#### [Brief]
Everything from the line with "out of the source" to the end of the entries should be copied exactly, and nothing else.

#### [Exercise materials]
<<<<
PR #225, opened 2021-07-02
Blinky example minor improvement

rmspacefish:
I updated `blinky` example to allow choosing the architecture via CMake options, with F4 being the default. I think this is a cleaner solution than commenting out the unneeded code or cloning 3 Cube repositories. What do you think?


examples/blinky/CMakeLists.txt
```diff
@@ -4,9 +4,25 @@ set(CMAKE_TOOLCHAIN_FILE ${CMAKE_CURRENT_SOURCE_DIR}/../../cmake/stm32_gcc.cmake
 project(stm32-blinky C ASM)
 set(CMAKE_INCLUDE_CURRENT_DIR TRUE)
 
-find_package(CMSIS COMPONENTS STM32L0 STM32F1 STM32F4 REQUIRED)
-find_package(HAL COMPONENTS STM32L0 STM32F1 STM32F4 RCC GPIO CORTEX REQUIRED)
-# Find all drivers:
+# F4 example enabled by default
```
atsju, line 7:
```suggestion
# Configure here which STM32 target(s) to build
# F4 example enabled by default
```

examples/blinky/CMakeLists.txt
```diff
@@ -4,9 +4,25 @@ set(CMAKE_TOOLCHAIN_FILE ${CMAKE_CURRENT_SOURCE_DIR}/../../cmake/stm32_gcc.cmake
...
+option(F4_EXAMPLE "Compile F4 example" ON)
+option(F1_EXAMPLE "Compile F1 example" OFF)
+option(L0_EXAMPLE "Compile L0 example" OFF)
+
+find_package(CMSIS COMPONENTS STM32F4 REQUIRED)
+find_package(HAL COMPONENTS STM32F4 RCC GPIO CORTEX REQUIRED)
+
+if(L0_EXAMPLE)
+    find_package(CMSIS COMPONENTS STM32L0 REQUIRED)
+    find_package(HAL COMPONENTS STM32L0 REQUIRED)
```
atsju, line 17: I  didn't test but shouldn't it be this ?
```suggestion
    find_package(HAL COMPONENTS STM32L0 RCC GPIO CORTEX REQUIRED)
```

examples/blinky/CMakeLists.txt
```diff
@@ -4,9 +4,25 @@ set(CMAKE_TOOLCHAIN_FILE ${CMAKE_CURRENT_SOURCE_DIR}/../../cmake/stm32_gcc.cmake
 project(stm32-blinky C ASM)
 set(CMAKE_INCLUDE_CURRENT_DIR TRUE)
 
-find_package(CMSIS COMPONENTS STM32L0 STM32F1 STM32F4 REQUIRED)
-find_package(HAL COMPONENTS STM32L0 STM32F1 STM32F4 RCC GPIO CORTEX REQUIRED)
-# Find all drivers:
+# F4 example enabled by default
+option(F4_EXAMPLE "Compile F4 example" ON)
```
atsju, line 8: It's strange to  have an option with no effect. Add the required `if(F4_EXAMPLE)`

atsju (changes requested):
The idea seams good. This method could be used in #206 ? @Hish15 what do you think ?

examples/blinky/CMakeLists.txt
Hish15: selecting no component will look up all components, so this should work.

atsju: But is it what we want ? and it's not same as L4 lines.
If we add a comment it's OK for me

examples/blinky/CMakeLists.txt
Hish15: I agree, make it ON by default, but allow to turn it OFF using the adequate if(F4_EXAMPLE)

Hish15 (changes requested):
Hi!
I love what you have done here 👍
some minor changes : 
The scopes are quite large with cmake, so I would use `BLINKY_EXAMPLE_F4` kind of name instead of just `F4_EXAMPLE`. This will limit possible collisions.

examples/blinky/CMakeLists.txt
rmspacefish: Updated

examples/blinky/CMakeLists.txt
rmspacefish: Updated to use `find_package` with one call by filling component lists

examples/blinky/CMakeLists.txt
rmspacefish: Implemented

rmspacefish: Using it in #206 seems a good idea and I actually have a F4 board to test this as well. I might supply it in a separate PR

Hish15 (approved):

atsju (approved):

examples/blinky/CMakeLists.txt
atsju: @rmspacefish yes please go ahead. This is a clean way to do it.

PR #229, opened 2021-07-13
utilities.cmake update default build flags

### LINKED ISSUE #228: utilities.cmake enforces compiler flags and optimization levels
Hello,

I recently integrated `stm32-cmake` into our project and stumbled on some issue related to compiler flags and options.

The `utilities.cmake` enforces three compiler flags/optimization, which are not ABI flags (e.g. `-mcpu=cortex-m7` or `-mthumb`) and not strictly necessary. It probably would be better to let the user device which optimization flags to take and where to opt out.

The three optimizations options in questions are:

- `-ffast-math`
- `-fno-builtin` . This flag has actually caused compilation error in our project because some math funtions could not be used in a `constexpr` context for `static_assert` anymore
- `fno-strict-aliasing` . Is usually enabled on `-Os`, `-O2` and `-O3`. I have compiled without this without issues

Everything can be looked up here: https://gcc.gnu.org/onlinedocs/gcc/Option-Summary.html
If some of those options are strongly recommended in an embedded context, I' d still prefer to have an `option` for them with the default value `ON` so it is possible to disable them from an upper CMakeLists.txt file. Another option would be to remove them completely, leaving compiler flag selection to the user.

The same cmake file also enforces optimization levels: It will cause CMake to use `-Os` if the `Release` configuration is used.
I think this is also something the user should decide. I compiled our application with the default setting for `Release` (`-O3`) and it worked without issues.

rmspacefish:
Closes #228 . This makes some optimization flags optional. There is also the option to remove them altogether. If they are not removed, I might add some documentation.

I also removed the enforcement of optimization flags for build configurations

### DIFF
--- a/cmake/stm32/utilities.cmake
+++ b/cmake/stm32/utilities.cmake
@@ -13,7 +13,7 @@ function(stm32_util_create_family_targets FAMILY)
 
     if(NOT (TARGET STM32::${FAMILY}${CORE_C}))
         set(STM32_COMPILE_OPTIONS
-            -mthumb -mabi=aapcs -Wall -ffunction-sections -fdata-sections
+            -mthumb -Wall -ffunction-sections -fdata-sections
         )
         if(STM32_ENABLE_FAST_MATH)
             list(APPEND STM32_COMPILE_OPTIONS -ffast-math)
--- a/cmake/stm32/utilities.cmake
+++ b/cmake/stm32/utilities.cmake
@@ -14,7 +14,7 @@ function(stm32_util_create_family_targets FAMILY)
     if(NOT (TARGET STM32::${FAMILY}${CORE_C}))
         add_library(STM32::${FAMILY}${CORE_C} INTERFACE IMPORTED)
         # Set compiler flags for target
-        # -Wall: all warning activated
+        # -Wall: all warnings activated
         # -ffunction-sections -fdata-sections: remove unused code
         target_compile_options(STM32::${FAMILY}${CORE_C} INTERFACE 
             --sysroot="${TOOLCHAIN_SYSROOT}"
--- a/cmake/stm32/utilities.cmake
+++ b/cmake/stm32/utilities.cmake
@@ -11,19 +11,32 @@ function(stm32_util_create_family_targets FAMILY)
         message(FATAL_ERROR "Expected at most one core for family ${FAMILY}: ${CORES}")
     endif()
 
+    option(STM32_ENABLE_FAST_MATH "Add -ffast-math compiler flag" OFF)
+    option(STM32_NO_BUILTIN "Add -fno-builtin compiler flag" OFF)
+    option(STM32_NO_STRICT_ALIASING "Add -fno-strict-aliasing compiler flag" OFF)
+
     if(NOT (TARGET STM32::${FAMILY}${CORE_C}))
+        set(STM32_COMPILE_OPTIONS
+            -mthumb -mabi=aapcs -Wall -ffunction-sections -fdata-sections
+        )
+        if(STM32_ENABLE_FAST_MATH)
+            list(APPEND STM32_COMPILE_OPTIONS -ffast-math)
+        endif()
+        if(STM32_NO_BUILTIN)
+            list(APPEND STM32_COMPILE_OPTIONS -fno-builtin)
+        endif()
+        if(STM32_NO_STRICT_ALIASING)
+            list(APPEND STM32_COMPILE_OPTIONS -fno-strict-aliasing)
+        endif()
+
         add_library(STM32::${FAMILY}${CORE_C} INTERFACE IMPORTED)
         target_compile_options(STM32::${FAMILY}${CORE_C} INTERFACE 
             --sysroot="${TOOLCHAIN_SYSROOT}"
-            -mthumb -mabi=aapcs -Wall -ffunction-sections -fdata-sections -fno-strict-aliasing -fno-builtin -ffast-math
-            $<$<CONFIG:Debug>:-Og>
-            $<$<CONFIG:Release>:-Os>
+            ${STM32_COMPILE_OPTIONS}
         )
         target_link_options(STM32::${FAMILY}${CORE_C} INTERFACE 
             --sysroot="${TOOLCHAIN_SYSROOT}"
             -mthumb -mabi=aapcs -Wl,--gc-sections
-            $<$<CONFIG:Debug>:-Og>
-            $<$<CONFIG:Release>:-Os -s>
         )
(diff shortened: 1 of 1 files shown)


cmake/stm32/utilities.cmake
```diff
@@ -11,19 +11,32 @@ function(stm32_util_create_family_targets FAMILY)
         message(FATAL_ERROR "Expected at most one core for family ${FAMILY}: ${CORES}")
     endif()
 
+    option(STM32_ENABLE_FAST_MATH "Add -ffast-math compiler flag" OFF)
+    option(STM32_NO_BUILTIN "Add -fno-builtin compiler flag" OFF)
+    option(STM32_NO_STRICT_ALIASING "Add -fno-strict-aliasing compiler flag" OFF)
+
```
atsju, line 17: Is there a way for user to add his own (any) options ? 
If yes I would consider removing the `option` and just let him manage in his own way. I mean these options are not more important than other that the user might need.
```suggestion

```

cmake/stm32/utilities.cmake
```diff
@@ -11,19 +11,32 @@ function(stm32_util_create_family_targets FAMILY)
         message(FATAL_ERROR "Expected at most one core for family ${FAMILY}: ${CORES}")
     endif()
 
+    option(STM32_ENABLE_FAST_MATH "Add -ffast-math compiler flag" OFF)
+    option(STM32_NO_BUILTIN "Add -fno-builtin compiler flag" OFF)
+    option(STM32_NO_STRICT_ALIASING "Add -fno-strict-aliasing compiler flag" OFF)
+
     if(NOT (TARGET STM32::${FAMILY}${CORE_C}))
+        set(STM32_COMPILE_OPTIONS
+            -mthumb -mabi=aapcs -Wall -ffunction-sections -fdata-sections
```
atsju, line 20: I'm usure about what does `-mabi=aapcs` do ?
I never used it before maybe it could be removed also
```suggestion
            -mthumb -Wall -ffunction-sections -fdata-sections
```

atsju (commented):
You spotted good points in  #228 👍 
I didn't knew `-ffast-math` but this seems really dangerous to enable by default

rmspacefish (commented):
- Removed `-mabi=aapcs`, user can specify ABI if a special one is required
- Removed options, user can supply optimization flags when required

cmake/stm32/utilities.cmake
```diff
@@ -12,18 +12,20 @@ function(stm32_util_create_family_targets FAMILY)
...
+            -mthumb -Wall -ffunction-sections -fdata-sections
+        )
+
         add_library(STM32::${FAMILY}${CORE_C} INTERFACE IMPORTED)
         target_compile_options(STM32::${FAMILY}${CORE_C} INTERFACE 
             --sysroot="${TOOLCHAIN_SYSROOT}"
-            -mthumb -mabi=aapcs -Wall -ffunction-sections -fdata-sections -fno-strict-aliasing -fno-builtin -ffast-math
-            $<$<CONFIG:Debug>:-Og>
-            $<$<CONFIG:Release>:-Os>
+            ${STM32_COMPILE_OPTIONS}
```
atsju, line 23:
```suggestion
            -mthumb -Wall -ffunction-sections -fdata-sections

```

cmake/stm32/utilities.cmake
```diff
@@ -12,18 +12,20 @@ function(stm32_util_create_family_targets FAMILY)
     endif()
 
     if(NOT (TARGET STM32::${FAMILY}${CORE_C}))
+        # Remove unused code, generate thumb code and enable all warnings
+        set(STM32_COMPILE_OPTIONS
+            -mthumb -Wall -ffunction-sections -fdata-sections
+        )
+
```
atsju, line 19: The intermediate variable has no use now that `OPTION` are gone
```suggestion

```

cmake/stm32/utilities.cmake
```diff
@@ -12,18 +12,20 @@ function(stm32_util_create_family_targets FAMILY)
     endif()
 
     if(NOT (TARGET STM32::${FAMILY}${CORE_C}))
+        # Remove unused code, generate thumb code and enable all warnings
+        set(STM32_COMPILE_OPTIONS
+            -mthumb -Wall -ffunction-sections -fdata-sections
+        )
+
         add_library(STM32::${FAMILY}${CORE_C} INTERFACE IMPORTED)
         target_compile_options(STM32::${FAMILY}${CORE_C} INTERFACE
```
atsju, line 21:
```suggestion
        # Remove unused code, generate thumb code and enable all warnings
        target_compile_options(STM32::${FAMILY}${CORE_C} INTERFACE 

```

Hish15: @atsju This comment will be wrong when we will update any of the flags. I see two fixes:
 1. Make the comment more basic "sets the compiler flags for the target blablabla"
 2.  List the current flags alongside a brief description of what each does.

I'm more for the solution 1 here.

cmake/stm32/utilities.cmake
```diff
@@ -12,18 +12,20 @@ function(stm32_util_create_family_targets FAMILY)
...
-            -mthumb -mabi=aapcs -Wall -ffunction-sections -fdata-sections -fno-strict-aliasing -fno-builtin -ffast-math
-            $<$<CONFIG:Debug>:-Og>
-            $<$<CONFIG:Release>:-Os>
+            ${STM32_COMPILE_OPTIONS}
         )
+        # Remove unused code, generate thumb code
         target_link_options(STM32::${FAMILY}${CORE_C} INTERFACE 
             --sysroot="${TOOLCHAIN_SYSROOT}"
-            -mthumb -mabi=aapcs -Wl,--gc-sections
-            $<$<CONFIG:Debug>:-Og>
```
Hish15, line 25: I like the -Og for debug builds, why is that bad?

atsju: It's bad because it overrides Cmake default behavior and default behavior is fine. 
I tested Debug(-g)/Release(-O3)/MinSizeRel(-Os)/ReleaseWithDebInfo(-O2 -g)

cmake/stm32/utilities.cmake
atsju: Updated

rmspacefish: Done

cmake/stm32/utilities.cmake
rmspacefish: Done

cmake/stm32/utilities.cmake
rmspacefish: Removed

atsju (approved):
@Hish15 please review. Squash and merge is appropriate here.

PR #218, opened 2021-06-22
Add warning message if gdb is not installed/found.

gudnimg:
Resolves #211

Issue #211, opened 2021-06-13
Bump minimum CMake version to 3.18 to improve find_program()?


gudnimg:
With CMake 3.18 there is a `REQUIRED` option for `find_program()`

Example: If the `arm-none-eabi-gcc` is not found, the CMake will stop processing and create an error message.

**CMake >= 3.18**:
```cmake
find_program(CMAKE_C_COMPILER NAMES ${STM32_TARGET_TRIPLET}-gcc PATHS ${TOOLCHAIN_BIN_PATH} REQUIRED)
```
**CMake < 3.18**:
```cmake
find_program(CMAKE_C_COMPILER NAMES ${STM32_TARGET_TRIPLET}-gcc PATHS ${TOOLCHAIN_BIN_PATH})
```

rmspacefish:
This might also be worth an own issue.. There are also some calls to find utilities in the `common.cmake` file:

```cmake
find_program(CMAKE_OBJCOPY NAMES ${STM32_TARGET_TRIPLET}-objcopy PATHS ${TOOLCHAIN_BIN_PATH} NO_DEFAULT_PATH)
find_program(CMAKE_OBJDUMP NAMES ${STM32_TARGET_TRIPLET}-objdump PATHS ${TOOLCHAIN_BIN_PATH} NO_DEFAULT_PATH)
find_program(CMAKE_SIZE NAMES ${STM32_TARGET_TRIPLET}-size PATHS ${TOOLCHAIN_BIN_PATH} NO_DEFAULT_PATH)
find_program(CMAKE_DEBUGGER NAMES ${STM32_TARGET_TRIPLET}-gdb PATHS ${TOOLCHAIN_BIN_PATH} NO_DEFAULT_PATH)
find_program(CMAKE_CPPFILT NAMES ${STM32_TARGET_TRIPLET}-c++filt PATHS ${TOOLCHAIN_BIN_PATH} NO_DEFAULT_PATH)
```

I am used to add the toolchain binary path to the system path and then simply look for `arm-none-eabi-XYZ` instead of setting a specific variable like `STM32_TOOLCHAIN_PATH` . Then again, the later one allows multiple toolchain (although I guess this is not really relevant for most users)..  I don't know the exact reasoning behind the `NO_DEFAULT_PATH` option, but maybe it might be a good idea to omit that option. Those utilities are not really required, but every toolchain should have them, so maybe `REQUIRED` can be added there as well.

gudnimg:
[...]

PR #233, opened 2021-07-15
Toolchain file update

### LINKED ISSUE #216: Seach for optional modules in environment as well
There are also some calls to find utilities in the `common.cmake` file to find utilities like `arm-none-eabi-objcopy` or `arm-none-eabi-size`:

```cmake
find_program(CMAKE_OBJCOPY NAMES ${STM32_TARGET_TRIPLET}-objcopy PATHS ${TOOLCHAIN_BIN_PATH} NO_DEFAULT_PATH)
find_program(CMAKE_OBJDUMP NAMES ${STM32_TARGET_TRIPLET}-objdump PATHS ${TOOLCHAIN_BIN_PATH} NO_DEFAULT_PATH)
find_program(CMAKE_SIZE NAMES ${STM32_TARGET_TRIPLET}-size PATHS ${TOOLCHAIN_BIN_PATH} NO_DEFAULT_PATH)
find_program(CMAKE_DEBUGGER NAMES ${STM32_TARGET_TRIPLET}-gdb PATHS ${TOOLCHAIN_BIN_PATH} NO_DEFAULT_PATH)
find_program(CMAKE_CPPFILT NAMES ${STM32_TARGET_TRIPLET}-c++filt PATHS ${TOOLCHAIN_BIN_PATH} NO_DEFAULT_PATH)
```

For the necessary toolchain components, adding the binary folder to the environment is already sufficient.
I think this would be good here as well so it behaves consistently. I think removing `NO_DEFAULT_PATH` is sufficient to get this
behaviour.

rmspacefish:
1. Use `STM32_TOOLCHAIN_PATH` from environment if specified as environmental variable
2. Find tools like objcopy and size in default paths as well, which allows
   simply adding the binary folder of the toolchain to the path to find them.
   This also allows more consistent behaviour, because this already works
   for <cross-compile>-gcc/g++

closes #216


atsju:
For information you might have a look at #218 + #211

rmspacefish:
Ok. Maybe we can merge it first? It looks finished, but I have not read everything yet

atsju:
I'm at work now. But looks fine, I will test ASAP and it can be merged regardless of other PR. As I said it was only for information.

Hish15 (changes requested):
Here setting `STM32_TOOLCHAIN_PATH` in a env var, will make setting the value directly impossible. I think we want to check if the var is not set (using CLI or in the cmakelist) before using ENV var.

cmake/stm32/common.cmake
```diff
@@ -10,6 +10,12 @@ foreach(FAMILY ${STM32_SUPPORTED_FAMILIES_LONG_NAME})
 endforeach()
 list(REMOVE_DUPLICATES STM32_SUPPORTED_FAMILIES_SHORT_NAME)
 
+if(DEFINED ENV{STM32_TOOLCHAIN_PATH})
+    message(STATUS "Detected toolchain path STM32_TOOLCHAIN_PATH in environmental variables: ")
+    message(STATUS "$ENV{STM32_TOOLCHAIN_PATH}")
+    set(STM32_TOOLCHAIN_PATH $ENV{STM32_TOOLCHAIN_PATH})
+endif()
+
 if(NOT STM32_TOOLCHAIN_PATH)
```
atsju, line 19:
```suggestion
if(NOT STM32_TOOLCHAIN_PATH)
    if(DEFINED ENV{STM32_TOOLCHAIN_PATH})
        message(STATUS "Detected toolchain path STM32_TOOLCHAIN_PATH in environmental variables: ")
        message(STATUS "$ENV{STM32_TOOLCHAIN_PATH}")
        set(STM32_TOOLCHAIN_PATH $ENV{STM32_TOOLCHAIN_PATH})
    endif()
```
@Hish15  is this what you recommend ? Would make sense.

Hish15: looks like it yeah 😄

atsju (approved):

Hish15 (approved):

Issue #241, opened 2021-07-22
Blinky Example doesn't compile due to lack of LL Components


BenArtes:
**Describe the bug**
When attempting to build the `blinky` example I receive the following error.

```bash
-- No STM32_TOOLCHAIN_PATH specified, using default: /usr
-- No STM32_TARGET_TRIPLET specified, using default: arm-none-eabi
-- The C compiler identification is GNU 6.3.1
-- The ASM compiler identification is GNU
-- Found assembler: /usr/bin/arm-none-eabi-gcc
-- Check for working C compiler: /usr/bin/arm-none-eabi-gcc
-- Check for working C compiler: /usr/bin/arm-none-eabi-gcc -- works
-- Detecting C compiler ABI info
-- Detecting C compiler ABI info - done
-- Detecting C compile features
-- Detecting C compile features - done
-- Neither STM32_CUBE_F4_PATH nor STM32_CMSIS_F4_PATH specified using default  STM32_CUBE_F4_PATH: /opt/STM32CubeF4
-- Found CMSIS: /opt/STM32CubeF4/Drivers/CMSIS/Include;/opt/STM32CubeF4/Drivers/CMSIS/Device/ST/STM32F4xx/Include (found version "5.4.0") found components:  STM32F4 
CMake Error at /home/terminus/stm32-cmake/cmake/FindHAL.cmake:220 (list):
  list sub-command REMOVE_DUPLICATES requires list to be present.
Call Stack (most recent call first):
  CMakeLists.txt:31 (find_package)

```

I presume that the lack of LL drivers in the blinky example causes `  list(REMOVE_DUPLICATES HAL_FIND_COMPONENTS_DRIVERS_LL)` to fail.

I commented out the code as a test and then attempted to build blinky-ll and ran into similar errors related to `HAL_FIND_COMPONENTS_DRIVERS`.

I modified FindHAL.cmake to have checks surrounding the relevant blocks as below and all examples built correctly.

If this is a correct / desirable change I'm happy to create a pull request.

see #242

**Environment (please complete the following information):**
 - OS: Ubuntu 18.04
 - Compiler: arm-none-eabi-gcc (15:6.3.1+svn253039-1build1) 6.3.1 20170620
 - stm32-cmake: https://github.com/ObKo/stm32-cmake/commit/cebbda690db674885cf0dca2a90dd8f4426d40d0

atsju:
Thank you for reporting this issue. 
[...]

PR #242, opened 2021-07-22
Checks if HAL / LL components are defined in FindHAL.cmake before using.

BenArtes:
Potential fix for missing HAL / LL components as described in https://github.com/ObKo/stm32-cmake/issues/241.

Issue is currently for easy diff comparison.


BenArtes:
As per Issue #241, minimum CMake version will be bumped to 3.16 instead.

New PR: https://github.com/ObKo/stm32-cmake/pull/245

PR #261, opened 2021-08-08
added gitignore for examples folder

robamu:
This first version ignores folders starting with build.
Most CMake projects create the build files inside a build folder
out of the source tree, so this makes working with git in the examples
more convenient


Hish15:
Why limit this to the example folder? we do a have a `test/` folder too.
I think it's better to put this all the way to the top.
What do you think @robamu and @atsju ?

robamu:
I think it is good. As long as their are no folders prefixed with build, this should be fine.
>>>>
#### [Reply to the exercise]
out of the source tree, so this makes working with git in the examples
more convenient


Hish15:
Why limit this to the example folder? we do a have a `test/` folder too.
I think it's better to put this all the way to the top.
What do you think @robamu and @atsju ?

robamu:
I think it is good. As long as their are no folders prefixed with build, this should be fine.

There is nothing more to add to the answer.